# Hatch Finatic Reels???



## Poononmyfly

Has anybody fished with these reels? Looking at a 7+ and wanted some feedback.


----------



## Tailingloop

I've fished the typhoon in 7+ and 9+ for a couple of years and been fishing a 7+ finatic for about 6 months. It feels noticeably lighter than the typhoon, more so than would be indicated by the published weights. 

They are well made solid reels with good drags. if you are budget conscious and looking for a reel for redfish and trout, you might be better served with one of the Lamson , Ross, or similar price point reels. 

If your gonna target jacks, albies, big smacks, etc and do it with an 8wt the Hatch may be worth the money. I prefer the Hatch over the Tibors and Nautilus but it's a personal preference - they are both good reels in a similar price range.


----------



## Poononmyfly

Thanks for the feedback TL. Just pulled the on it and ready to hit the water.

Good luck


----------



## Boboe

I watched a Hatch fail just 2 days ago. There was nothing weird going on. The essentially brand new reel seized up while fighting a fish. The angler had to remove the spool and fight the fish by hand. Inspection showed the spool frame was bent badly. The material was thin/weak enough that it could be bent back by hand.
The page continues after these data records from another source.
PR #938, opened 2026-06-22
RN 0.77 / New Architecture bug fixes — AF-9395, AF-9397, e2e login unblock

iftah-saar:
QA-reported bugs on the RN 0.77 + Android 16KB branch, plus the e2e login blocker — all side effects of enabling the New Architecture (Fabric).

## Fixes
- **AF-9397 (iOS) — Contact Driver / Contact Us / photo-picker crash:** `ActionSheetIOS.showActionSheetWithOptions` is a void TurboModule that terminates the app on iOS under the New Architecture. Replaced every usage (`call.tsx`, `ContactUs`, `ThumbnailPicker`) with the cross-platform `Alert.alert` already used for Android. `ActionSheetIOS` is no longer used in the app.
- **AF-9395 (Android) — duplicate map compass:** react-native-maps' Fabric layer defaulted `showsCompass` to `true` (the old bridge defaulted to `false`), so the native compass reappeared next to the custom one after a Fabric re-attach. Patched the Fabric defaults to `false` (extends the existing `react-native-maps+1.26.0.patch`); covers both MapView instances.
- **Login / e2e unblock — phone validation:** `PhoneNumberInput` reused a single libphonenumber `AsYouType` instance across keystrokes, so under the New Architecture (where input events batch onto one instance) `.input()` accumulated and corrupted `isValid()` — marking valid numbers invalid and disabling Continue (which also blocked the dev-settings number the e2e logs in with, and could block real users who paste/type fast). Now uses a fresh `AsYouType` per call.
- **dev-page:** removed redundant `autoFocus` on the Debug screen inputs.

## Verification
- AF-9395: verified at build/patch level (covers both maps).
- AF-9397: ActionSheetIOS fully removed; verify on a fresh iOS TestFlight build (login → Contact Driver / Contact Us / photo picker → no crash).
- Login/e2e: verification in progress on the Android e2e build.

🤖 Generated with [Claude Code](https://claude.com/claude-code)

### DIFF
--- a/examples/client/Locomotion/patches/@gorhom+bottom-sheet+5.2.14.patch
+++ b/examples/client/Locomotion/patches/@gorhom+bottom-sheet+5.2.14.patch
@@ -1,0 +1,55 @@
+diff --git a/node_modules/@gorhom/bottom-sheet/lib/commonjs/hooks/useAnimatedLayout.js b/node_modules/@gorhom/bottom-sheet/lib/commonjs/hooks/useAnimatedLayout.js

Perhaps this is a one-off type of problem, but it doesn't give me great confidence in the reel.


----------



## Coconut Groves

Boboe said:


> I watched a Hatch fail just 2 days ago. There was nothing weird going on. The essentially brand new reel seized up while fighting a fish. The angler had to remove the spool and fight the fish by hand. Inspection showed the spool frame was bent badly. The material was thin/weak enough that it could be bent back by hand. Perhaps this is a one-off type of problem, but it doesn't give me great confidence in the reel.


Not for that price. To be honest, they look great, but the price and weight are a turn off. You know what they say though about looks, a Yugo and Corvette both will get you there, but the Yugo won't get you laid. 

Nearly all reels exposed to salt have their issues. I mainly fish Ross and Lamson and I am pretty sure nearly every one of my reels have went back for service at least once. I love the drag on the Ross Momentum - for the money I think it is the best on the market for big game. Lamsons Litespeeds are light and are good reels, but their "sealed" drag needs to be improved. But it is the best drag to weight ratio on the market. Super light - my 3.5x Litespeed I put on my 9 weight is 5.3 ounces. I use the 3x on my 8 weight and it is 4.7 ounces. You can throw that all day without noticing it is there.


----------



## dljones

I have never, ever had a service issue with a Tibor reel in 20 years of fly fishing on the hyper-saline waters of the Laguna Madre. Save the money you would spend on a Hatch and buy either a Tibor or a Pate. They are certainly heavier, but BFD.


----------



## cool river

*Hatch reels*

have a stacked washer drag (most models) which is really powerful. Unfortunately, if any washers are misaligned, the drag will probably "lock up". It can be really frustrating.


----------



## Poononmyfly

Thanks for the feeds. Fished yesterday with one and it was smoooooth! Rigging mine up and I'll have video soon.

Keep'em tight, let'em fight!!!


----------



## Poononmyfly

Here it is...best day I've ever fished on the fly.

Big thanks to Capt. Trimble.


----------



## daddyhoney

Thanks for the vidio. GG


----------